Gregor Johann Mendel (July 20, 1822 – January 6, 1884) was a German-speaking Silesian scientist andAugustinian friar who gained posthumous fame as the founder of the modern science of genetics. Though farmers had known for centuries that crossbreeding of animals and plants could favor certain desirable traits, Mendel's pea plant experiments conducted between 1856 and 1863 established many of the rules of heredity, now referred to as the laws of Mendelian inheritance.

Rediscovery of Mendel's work
Mendel's work was rejected at first in the scientific community, and was not widely accepted until after he died. During his own lifetime, most biologists held the idea that all characteristics were passed to the next generation through blending inheritance, in which the traits from each parent are averaged together. Instances of this phenomenon are now explained by the action of multiple genes with quantitative effects. Charles Darwin tried unsuccessfully to explain inheritance through a theory of pangenesis. It was not until the early 20th century that the importance of Mendel's ideas was realized.

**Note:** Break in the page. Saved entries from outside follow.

PR #449, opened 2023-07-18
Fix Fletcher32.decode out keyword and test

### LINKED ISSUE #448: Fletcher32 decode out keyword does not work

```python
In [1]: import numcodecs

In [2]: f = numcodecs.Fletcher32()

In [3]: result = f.encode( b"Hello world")

In [5]: import numpy as np

In [6]: f.decode(result, out = np.zeros(11, dtype="u1"))
---------------------------------------------------------------------------
ValueError                                Traceback (most recent call last)
Cell In[6], line 1
----> 1 f.decode(result, out = np.zeros(11, dtype="u1"))

File ~/src/numcodecs/numcodecs/fletcher32.pyx:82, in numcodecs.fletcher32.Fletcher32.decode()
     80         "This could be a sign that the data has been corrupted."
     81     )
---> 82 if out:
     83     out.view("uint8")[:] = b[:-4]
     84     return out

ValueError: The truth value of an array with more than one element is ambiguous. Use a.any() or a.all()


```

#### Problem description

`Fletcher32.decode` contains an `out` keyword that seems to be intended for a `numpy.ndarray` due to the `.view` property. However, when provided with `numpy.ndarray` a value error occurs as per above.

Please provide the following:

* Python 3.11.4
* main git branch of numcodecs
* Linux

mkitti:
Fix #448 , enable `out` keyword of `Fletcher32.decode`.

- [x] Tests pass locally
- [x] Docs build locally

### DIFF
--- a/numcodecs/fletcher32.pyx
+++ b/numcodecs/fletcher32.pyx
@@ -79,7 +79,7 @@ class Fletcher32(Codec):
                 f" match the expected checksum ({found}).\n"
                 "This could be a sign that the data has been corrupted."
             )
-        if out:
+        if out is not None:
             out.view("uint8")[:] = b[:-4]
             return out
         return memoryview(b[:-4])
--- a/numcodecs/tests/test_fletcher32.py
+++ b/numcodecs/tests/test_fletcher32.py
@@ -40,3 +40,10 @@ def test_known():
         1911, -2427, 1897, -2412, 2440, 873, -621, -829, 551, -2118,
     ]
     assert outarr.tolist() == expected
+
+
+def test_out():
+    data = np.frombuffer(bytearray(b"Hello World"), dtype="uint8")
+    f = Fletcher32()
+    result = f.encode(data)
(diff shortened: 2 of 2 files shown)


mkitti:
Not sure if the conditional needs to be clarified, but the keyword was not tested. I realized this from looking at coverage of jenkins lookup3 checksum.

mkitti:
I am unclear if release notes are needed since Fletcher32 has not been released

mkitti:
@martindurant was this `out` keyword actually supposed to be used? The other thought I had was perhaps this is primarily vestigal and could just be removed.

martindurant:
Yes, I think `out` should be supported. I think zarr provides it when reading a whole chunk (rather than a slice) AND there are no further stages of decompression/decoding. The latter condition probably doesn't happen regularly in HDF5, which is where we find fletcher32, but it is possible.

mkitti:
Let me know if you think this is the correct fix or not then.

By 1900, research aimed at finding a successful theory of discontinuous inheritance rather than blending inheritance led to independent duplication of his work by Hugo de Vries and Carl Correns, and the rediscovery of Mendel's writings and laws. Both acknowledged Mendel's priority, and it is thought probable that de Vries did not understand the results he had found until after reading Mendel.Though Erich von Tschermak was originally also credited with rediscovery, this is no longer accepted because he did not understand Mendel's laws.Though de Vries later lost interest in Mendelism, other biologists started to establish genetics as a science. All three of these researchers, each from a different country, published their work rediscovering Mendel's work within a two-month span in the Spring of 1900.
Mendel's results were quickly replicated, and genetic linkage quickly worked out. Biologists flocked to the theory; even though it was not yet applicable to many phenomena, it sought to give a genotypic understanding of heredity which they felt was lacking in previous studies of heredity which focused on phenotypic approaches.